Exercise directions:
Retyping each entry exactly is the whole task.

Source information:
PR #204, opened 2019-07-29
added segment_list, seq_name support to OggZipDataset ...

JackTemaki:
... and support None for target.

### DIFF
--- a/GeneratingDataset.py
+++ b/GeneratingDataset.py
@@ -2544,18 +2544,19 @@ class OggZipDataset(CachedDataset2):
   Generic dataset which reads a Zip file containing Ogg files for each sequence.
   """
 
-  def __init__(self, path, audio, targets,
+  def __init__(self, path, audio, targets=None,
                targets_post_process=None,
-               use_cache_manager=False,
+               use_cache_manager=False, segment_file=None,
                fixed_random_seed=None, fixed_random_subset=None,
                epoch_wise_filter=None,
                **kwargs):
     """
     :param str path: filename to zip
     :param dict[str]|None audio: options for :class:`ExtractAudioFeatures`. use {} for default. None means to disable.
-    :param dict[str] targets: options for :func:`Vocabulary.create_vocab` (e.g. :class:`BytePairEncoding`)
+    :param dict[str]|None targets: options for :func:`Vocabulary.create_vocab` (e.g. :class:`BytePairEncoding`)
     :param str|list[str]|((str)->str)|None targets_post_process: :func:`get_post_processor_function`, applied on orth
     :param bool use_cache_manager: uses :func:`Util.cf`
+    :param str|None segment_file: an uncompressed segment whitelisting file containing lines corresponding to seq_name
     :param int|None fixed_random_seed: for the shuffling, e.g. for seq_ordering='random'. otherwise epoch will be used
     :param float|int|None fixed_random_subset:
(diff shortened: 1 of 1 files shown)


GeneratingDataset.py
```diff
@@ -2718,13 +2748,13 @@ def get_tag(self, seq_idx):
     :param int seq_idx:
     :rtype: str
     """
-    return self._data[self._get_ref_seq_idx(seq_idx)]["file"]
+    return self._data[self._get_ref_seq_idx(seq_idx)]["seq_name"]
```
albertz: It should stay compatible to existing datasets. I.e. try to read "seq_name", but if it is not there, then fall back to "file".

GeneratingDataset.py
```diff
@@ -2621,13 +2631,33 @@ def _collect_data(self):
...
-    assert isinstance(first_entry["file"], str)
+
+    if "seq_name" in first_entry.keys():
+      assert isinstance(first_entry["seq_name"], str)
+    else:
+      assert isinstance(first_entry["file"], str)
+
+    segments = None
+    if self.segment_file:
+      segments = [s.strip() for s in open(self.segment_file)]
```
albertz: Minor: Better is: `[s for s in open(...).read().splitlines()]`.

GeneratingDataset.py
```diff
@@ -2621,13 +2631,33 @@ def _collect_data(self):
...
+    data = []
+    for entry in data_input:
+      if "seq_name" not in entry:
+        # use the filename as seq_name if it is not provided
+        entry['seq_name'] = entry['file']
+      if segments:
+        if entry['seq_name'] in segments:
+          data.append(entry)
+      else:
+        data.append(entry)
```
albertz: Please avoid doing that for the default case (i.e. looping over all seqs). If the number of seqs is large (e.g. millions of seqs), this would take too much time, and is not quite necessary.

GeneratingDataset.py
albertz: Sorry, I did not saw that you loop over the whole dataset, and fix that dict. But as written there, better don't do that, and just do it on-the-fly here.

GeneratingDataset.py
JackTemaki: But I need to iterate to check against the segment file, and doing it at access time is not saving time in the end, because the call would be done in each epoch, but the iteration at the beginning is done only once. The bigger problem is that segments is a list, it has to be changed to "set()" for major speed improvements. I created 5 million random strings, and iterated over 10 million random strings to check if being in the 5 million set, which took less than 10 seconds including converting from list to set. So time should not be an issue when using corpora less than 40k hours. (if e.g. 250.000 entries are 1000 hours)

albertz: I'm not talking about that case. If you provide a segment file, yes, you can do the filtering here. However, otherwise, I would not iterate through it.

albertz:
(Btw, a bit meta: It would have been nicer in general, and also simpler, if this would be three separate commits (or even pull requests): segment_list, seq_name support, and optional target. Sometimes it just happens to be combined, but if possible, keep logical separate things in separate commits.)

albertz:
I also needed the same thing now, implemented and pushed it already. See d59508e0f76, cf5bdab5c2dd3ea13f and 0659664580.
So I guess we can close this pull request.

Exercise output:
PR #204, opened 2019-07-29
added segment_list, seq_name support to OggZipDataset ...

JackTemaki:
... and support None for target.

### DIFF
--- a/GeneratingDataset.py
+++ b/GeneratingDataset.py
@@ -2544,18 +2544,19 @@ class OggZipDataset(CachedDataset2):
   Generic dataset which reads a Zip file containing Ogg files for each sequence.
   """
 
-  def __init__(self, path, audio, targets,
+  def __init__(self, path, audio, targets=None,
                targets_post_process=None,
-               use_cache_manager=False,
+               use_cache_manager=False, segment_file=None,
                fixed_random_seed=None, fixed_random_subset=None,
                epoch_wise_filter=None,
                **kwargs):
     """
     :param str path: filename to zip
     :param dict[str]|None audio: options for :class:`ExtractAudioFeatures`. use {} for default. None means to disable.
-    :param dict[str] targets: options for :func:`Vocabulary.create_vocab` (e.g. :class:`BytePairEncoding`)
+    :param dict[str]|None targets: options for :func:`Vocabulary.create_vocab` (e.g. :class:`BytePairEncoding`)
     :param str|list[str]|((str)->str)|None targets_post_process: :func:`get_post_processor_function`, applied on orth
     :param bool use_cache_manager: uses :func:`Util.cf`
+    :param str|None segment_file: an uncompressed segment whitelisting file containing lines corresponding to seq_name
     :param int|None fixed_random_seed: for the shuffling, e.g. for seq_ordering='random'. otherwise epoch will be used
     :param float|int|None fixed_random_subset:
(diff shortened: 1 of 1 files shown)


GeneratingDataset.py
```diff
@@ -2718,13 +2748,13 @@ def get_tag(self, seq_idx):
     :param int seq_idx:
     :rtype: str
     """
-    return self._data[self._get_ref_seq_idx(seq_idx)]["file"]
+    return self._data[self._get_ref_seq_idx(seq_idx)]["seq_name"]
```
albertz: It should stay compatible to existing datasets. I.e. try to read "seq_name", but if it is not there, then fall back to "file".

GeneratingDataset.py
```diff
@@ -2621,13 +2631,33 @@ def _collect_data(self):
...
-    assert isinstance(first_entry["file"], str)
+
+    if "seq_name" in first_entry.keys():
+      assert isinstance(first_entry["seq_name"], str)
+    else:
+      assert isinstance(first_entry["file"], str)
+
+    segments = None
+    if self.segment_file:
+      segments = [s.strip() for s in open(self.segment_file)]
```
albertz: Minor: Better is: `[s for s in open(...).read().splitlines()]`.

GeneratingDataset.py
```diff
@@ -2621,13 +2631,33 @@ def _collect_data(self):
...
+    data = []
+    for entry in data_input:
+      if "seq_name" not in entry:
+        # use the filename as seq_name if it is not provided
+        entry['seq_name'] = entry['file']
+      if segments:
+        if entry['seq_name'] in segments:
+          data.append(entry)
+      else:
+        data.append(entry)
```
albertz: Please avoid doing that for the default case (i.e. looping over all seqs). If the number of seqs is large (e.g. millions of seqs), this would take too much time, and is not quite necessary.

GeneratingDataset.py
albertz: Sorry, I did not saw that you loop over the whole dataset, and fix that dict. But as written there, better don't do that, and just do it on-the-fly here.

GeneratingDataset.py
JackTemaki: But I need to iterate to check against the segment file, and doing it at access time is not saving time in the end, because the call would be done in each epoch, but the iteration at the beginning is done only once. The bigger problem is that segments is a list, it has to be changed to "set()" for major speed improvements. I created 5 million random strings, and iterated over 10 million random strings to check if being in the 5 million set, which took less than 10 seconds including converting from list to set. So time should not be an issue when using corpora less than 40k hours. (if e.g. 250.000 entries are 1000 hours)

albertz: I'm not talking about that case. If you provide a segment file, yes, you can do the filtering here. However, otherwise, I would not iterate through it.

albertz:
(Btw, a bit meta: It would have been nicer in general, and also simpler, if this would be three separate commits (or even pull requests): segment_list, seq_name support, and optional target. Sometimes it just happens to be combined, but if possible, keep logical separate things in separate commits.)

albertz:
I also needed the same thing now, implemented and pushed it already. See d59508e0f76, cf5bdab5c2dd3ea13f and 0659664580.
So I guess we can close this pull request.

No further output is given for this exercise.